Cells lacking PLKA can form septa. Strains KM14 (ΔplkA pyr4⁺), KM25 (plkA pyr4⁺), and TN02A25 (plkA) were incubated in YAG medium at 32°C for 9 h (top row) or 12 h (bottom row). Cells were fixed and then stained with calcofluor (top row) or calcofluor and DAPI (bottom row).
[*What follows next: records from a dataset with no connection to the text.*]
Issue #262, opened 2015-03-15
Implementation from Julian Date (JD)


GoogleCodeExporter:
```
Hello,
have you already thought to implement the Julian Date (JD)? Here I do not mean 
the Julian calendar. In the field of astronomy, this date is often used and 
made ​​possible by the use of a simpler handling of the date.

regards

Ralf La Porte
```

Original issue reported on code.google.com by `jplapo....@gmail.com` on 29 Dec 2013 at 12:17

jskeet:
Closing as this is now implemented.

PR #416, opened 2015-12-26
Added functions to convert Instant to and from Julian Day Numbers

GoodOlClint:
Julian Day Numbers are widely used in Astronomical calculations. I added two functions to convert the NodaTime.Instant classes back and forth to and from their JDN.

### DIFF
--- a/src/NodaTime/Instant.cs
+++ b/src/NodaTime/Instant.cs
@@ -502,6 +502,13 @@ namespace NodaTime
         #endregion
 
         /// <summary>
+        /// Constructs a <see cref="double"/> representing the same instant of time as this value.
+        /// </summary>
+        /// <returns>Returns a <see cref="double"/> containing the number of whole and fractional days since the Julian Epoch (Noon January 1st, 4713 BCE)</returns>
+        [Pure]
+        public double ToJulianDayNumber() => this.duration.TotalSeconds / 86400d + 2440587.5;
+
+        /// <summary>
         /// Constructs a <see cref="DateTime"/> from this Instant which has a <see cref="DateTime.Kind" />
         /// of <see cref="DateTimeKind.Utc"/> and represents the same instant of time as this value.
         /// </summary>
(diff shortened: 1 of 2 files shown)


mj1856:
I like the idea.  Needs unit tests. Also, why is one marked `[Pure]` while the other is not?

GoodOlClint:
Added unit tests.

Honestly, I marked `ToJulianDayNumber` as `[Pure]` because most of the other To functions were marked the same way. I didn't mark `FromJulianDayNumber` because I didn't see any From functions marked with it.

src/NodaTime/Instant.cs
```diff
@@ -502,6 +502,13 @@ public static Instant Max(Instant x, Instant y)
         #endregion
 
         /// <summary>
+        /// Constructs a <see cref="double"/> representing the same instant of time as this value.
+        /// </summary>
+        /// <returns>Returns a <see cref="double"/> containing the number of whole and fractional days since the Julian Epoch (Noon January 1st, 4713 BCE)</returns>
+        [Pure]
+        public double ToJulianDayNumber() => this.duration.TotalSeconds / 86400d + 2440587.5;
```
jskeet: Why not use TotalDays here?

src/NodaTime/Instant.cs
```diff
@@ -526,6 +533,13 @@ public static Instant Max(Instant x, Instant y)
             BclEpoch.PlusTicks(dateTimeOffset.Ticks - dateTimeOffset.Offset.Ticks);
 
         /// <summary>
+        /// Converts a Julian Day Number into a new Instant representing the same instant in time
+        /// </summary>
+        /// <param name="JDN">a <see cref="double"/> containing the number of whole and fractional days since the Julian Epoch (Noon January 1st, 4713 BCE)</param>
+        /// <returns>An <see cref="Instant"/> value representing the same instant in time as the given <see cref="double"/>.</returns>
+        public static Instant FromJulianDayNumber(double JDN) => UnixEpoch.PlusTicks(Convert.ToInt64((JDN - 2440587.5) * 86400) * TicksPerSecond);
```
jskeet: I don't think I'd use the Unix epoch here at all. I'd create a property of JulianEpoch representing noon on January 1st 4713 BCE (in UTC) and use that for both calculations.

jskeet:
Thanks for this. It's fine for the instance method to be marked Pure but not the static method - I believe that's how the R# annotations are expected to be used.

I have a few issues around the implementation, as noted in comments - would it be simpler if I merged and then changed those myself, leaving the unit tests as they are?

Note that this was an enhancement requested in #262 but without suitable detail provided by the requestor.

src/NodaTime/Instant.cs
GoodOlClint: That would work, I used TotalSeconds since I was referencing the UnixEpoch in the other function and wanted to keep them consistent.

src/NodaTime/Instant.cs
GoodOlClint: I originally did just than, but I didn't want to add more code than absolutely required so I ended up doing it this way.

GoodOlClint:
I made the suggested changes in a [new branch](https://github.com/GoodOlClint/nodatime/commits/JdnEpoch) I can merge those into my master if they look good

jskeet:
I think I'll still want to tinker a bit, e.g. with naming and using properties instead of public readonly fields. I'm happy to do that with a follow-up commit myself after merging your changes in, or I could suggest changes via code review. I suspect the former approach would be simpler if you're happy with that.

GoodOlClint:
Either way works, I'm still learning :)

jskeet:
Right, will merge and edit :)

jskeet:
See #418 for a few more changes.

PR #417, opened 2015-12-30
Fix Unix time conversions by using long arithmetic

jskeet:


jskeet:
Will self-merge when green. Noticed this bug while refactoring the Julian Date code.

malcolmr:
LGTM, nice.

Scale bar, 10 μm.

Fig 7

Absence of PLKA impairs asexual development and derepresses aspects of sexual development. (A) Strains KM14 (ΔplkA pyr4⁺), KM25 (plkA pyr4⁺), and TN02A25 (plkA) were inoculated into YAG top agar that was poured over standard YAG plates and incubated for 72 h at 32°C. First column, low magnification of plates; second column, high magnification of plate surface; third column, surface cells collected from the plates. (B) Conidiophores collected (36) from strains KM14, KM25, and TN02A25.

Fig 8

Low concentrations of benomyl suppress the compact growth and branching defects of cells lacking PLKA but do not prevent Hülle cell formation or a reduction in pigmentation. (A) A total of 2 × 10⁴ conidia of strains KM14 (ΔplkA pyr4⁺), KM25 (plkA pyr4⁺), and TN02A25 (plkA) were inoculated onto YAG medium containing different concentrations of benomyl and incubated for 72 h at 32°C. Serial dilutions of strains plated on YAG medium with or without 0.6 μg/ml benomyl are shown on the right. (B) Colony edges of strains grown on YAG medium for 72 h at 32°C in the presence or absence of 0.2 μg/ml benomyl. (C) Surface cells collected from plates shown in panel B.